What we need, Pastor Andy proposed, is a kingdom conversation:
“In a kingdom conversation we get to point out all of our sin: the sin of racism, the sin of destruction, the sin of injustice, the sin of shame and blame, the sin of murder, the sin of unforgiveness.
Oh, and by the way, in a kingdom conversation we first point out this sin in ourselves.
A Kingdom conversation starts this way: the problem is me.
A Kingdom conversation starts with confession, not condemnation; repentance, not resentment; listening, not labeling.
When we have a kingdom conversation we get to plan together how to change for the better…”
Click here for Pastor Andy’s full post.
I believe a kingdom conversation begins with kingdom prayers.
How often have you read or listened to the news and found yourself grumpier afterwards? I can relate. I not only get frustrated with the news; I get frustrated with those who frame (or spin) the news. Before I know it, I find myself triggered into an internal debate in my head with those in power- whether it be government or media- getting more and more angry and cynical.
What if you and I were to pause, and pivot that frustration into positive prayers for those in authority? Listen to Paul’s words in 1 Timothy 2:1-3:
I urge you, first of all, to pray for all people. Ask God to help them; intercede on their behalf, and give thanks for them. Pray this way for kings and all who are in authority so that we can live peaceful and quiet lives marked by godliness and dignity. This is good and pleases God our Savior, who wants everyone to be saved and to understand the truth.
Please note this: Paul wrote this during the time of Roman emperors like Nero, who lit his garden parties with the burning carcasses of Christian human torches.
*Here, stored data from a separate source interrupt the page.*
PR #904, opened 2026-08-17
fix(cli): bound doctor embedding sample query

naveenspark:
## Summary

On large indexes, `qmd doctor` consumes excessive memory because its embedding health check joins full document bodies before applying `ORDER BY random() LIMIT 3`. SQLite can therefore materialize and sort the indexed corpus just to select three samples.

This changes the query to:

1. Select three `(hash, seq)` identifiers first.
2. Join document bodies only for those selected samples.

Active-document filtering and minimum-path selection remain unchanged.

## Reproduction

Reproduced on a multi-gigabyte local index with tens of thousands of documents:

- Before: process memory grew into the tens of gigabytes and the command did not complete.
- After: `qmd doctor` completes in a few seconds.

## Validation

- Added cross-runtime coverage for the existing selection semantics.
- Added a regression test proving document-body reads are bounded to the requested sample size.
- `bun run test:unit`
- `bun run test:types`
- `bun run build`
- `bun run test:package`

### DIFF
--- a/CHANGELOG.md
+++ b/CHANGELOG.md
@@ -2,6 +2,12 @@
 
 ## [Unreleased]
 
+### Fixed
+
+- `qmd doctor` now chooses embedding sample identifiers before joining full
+  document bodies. This prevents its random sample query from materializing
+  and sorting the indexed corpus, which could exhaust memory on large indexes.
+
 ## [2.8.3] - 2026-08-16
 
 ### Security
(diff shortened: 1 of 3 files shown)


PowderAddicts:
Dear tobi/qmd,

Thank you for your patience.

naveenspark:
Closing this stale/conflicted lane during local worktree cleanup. The remote branch remains recoverable. Any renewed doctor work will start from current upstream with a focused reproduction and regression for the remaining shutdown behavior.

PR #912, opened 2026-08-19
fix(runtime): bound native shutdown and centralize Metal policy

rszrszrsz:
## Summary

- coordinate CLI, stdio MCP, and HTTP MCP teardown through one shutdown owner
- give every launch path a bounded graceful shutdown, with supervised first/second-signal behavior
- centralize Darwin Metal residency policy at every `getLlama()` attempt
- prevent direct LLM operations from entering while idle maintenance disposes native contexts
- preserve the exact non-zero exit code of failed collection update hooks

## Why

The existing lifecycle behavior depended on `bin/qmd` being present. Direct Node/Bun runs, Nix wrappers, and detached HTTP daemons could wait forever during shutdown. The wrapper could also deliver one terminal signal twice to its child, turning a normal drain into an immediate hard stop.

Metal residency policy was split between launchers and contradicted the Nix path. Direct embedding/reranking operations could race idle disposal because they did not wait on the maintenance barrier.

This PR keeps the existing runtime structure and fixes those ownership boundaries without adding another supervisor or process protocol. The wrapper sets one bit, `QMD_SUPERVISED=1`; detached daemons explicitly remove it.

## Metal decision

The default follows node-llama-cpp 3.20: residency sets disabled. `QMD_METAL_KEEP_RESIDENCY=1` is an explicit opt-in, while any explicitly set `GGML_METAL_NO_RESIDENCY` remains authoritative.

On Apple M1 Pro / macOS 14.7.6, an out-of-process A/B covered residency kept/default/explicitly disabled, with and without disposal:

- 30 embedding probe runs
- 18 heavier embedding + generation runs
- Metal selected in all relevant cells
- 48/48 model operations and exits succeeded
- no assertion, abort, segmentation fault, or teardown crash

## Verification

Before rebasing onto the latest `main`:

- full Vitest: 1,224 passed, 78 skipped
- full Bun: 1,224 passed, 87 skipped
- TypeScript build and normal package build passed

After rebasing onto current `main` (`dbfd0b4`) and adapting test doubles to its new anti-slop lint fence:

- `npm run lint`
- `npm run test:types`
- 71/71 focused shutdown, signal, LLM, stdio MCP, HTTP daemon, and update-hook tests
- real hung HTTP daemon test verifies grace-expiry termination

No production QMD collection or index is used by these tests.


PowderAddicts:
Dear tobi/qmd,

Thank you for your patience.

PR #913, opened 2026-08-19
fix(search): bound expansion fanout and honor cancellation

rszrszrsz:
## Dependency

Draft: depends on #912. Until #912 merges, GitHub will also show its runtime commits in this PR. After it merges, this diff reduces to the search-policy and cancellation changes below.

## Summary

- bound query-expansion fanout once at the store boundary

If Paul can call the early church to pray for Nero, you and I can pray for members of the opposing political party.
There is a whole category of psalms that express prayers for those in authority. These are called “royal psalms.” Psalm 72 is a classic example of a royal psalm:
Endow the king with your justice, O God,
the royal son with your righteousness.
May he judge your people in righteousness,
your afflicted ones with justice.
May the mountains bring prosperity to the people,
the hills the fruit of righteousness.
May he defend the afflicted among the people
and save the children of the needy;
may he crush the oppressor.
May he endure[a] as long as the sun,
as long as the moon, through all generations.
May he be like rain falling on a mown field,
like showers watering the earth.
In his days may the righteous flourish
and prosperity abound till the moon is no more. (Ps 72:1-7)
In the Hebrew Bible, royal psalms refer to different situations in which the king is involved: thanksgiving for victory over enemies, prayer for the king’s safety before battle, thanksgiving for protection during battle, the occasion of the king’s marriage, the king’s ascent to the throne, and vows made by the king to God. Examples of royal psalms: Psalm 20, 45, 61, 72, 89, 101, 110, 138.
Christians take up these psalms as they pray for those who are in authority in both the church and culture.
Here’s how you can pray your own royal psalm for our leaders today:
Pray for those in authority in the church:
for their spiritual, emotional and relational health and growth…
for protection in temptation, strength in weakness, and victory over the enemy…
that they use their authority to serve in love, under the authority of King Jesus…
that the life and mission of the church flourishes under their leadership…
Pray for those in authority in our culture:
for God to raise up men and women at every level of government to lead with courage, compassion, competence and integrity…
for those in positions of authority in all sectors of culture: family, education, the courts, business, media, the arts, non-profits, and healthcare…
that leaders in each of these areas recognize God’s authority in their work, and seek the well-being of the community over personal gain. ..
that those who are Christ-followers in these areas exhibit the love and integrity of Jesus in their work…
This is part eight in a ten-part series on how to pray the psalms. To return to part one, click here. To go to part nine click here.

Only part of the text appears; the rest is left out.